▶ _Task goal_:
Write out the listing again, exactly as it appears below.
--- Data segment ---
PR #707, opened 2022-08-03
fix(exp): have validity period components accept miliseconds

whitneypurdum:
This addresses https://energyweb.atlassian.net/jira/software/projects/SWTCH/boards/54?selectedIssue=SWTCH-1389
---
▶ _Exercise answer_:
PR #707, opened 2022-08-03
fix(exp): have validity period components accept miliseconds

whitneypurdum:
This addresses https://energyweb.atlassian.net/jira/software/projects/SWTCH/boards/54?selectedIssue=SWTCH-1389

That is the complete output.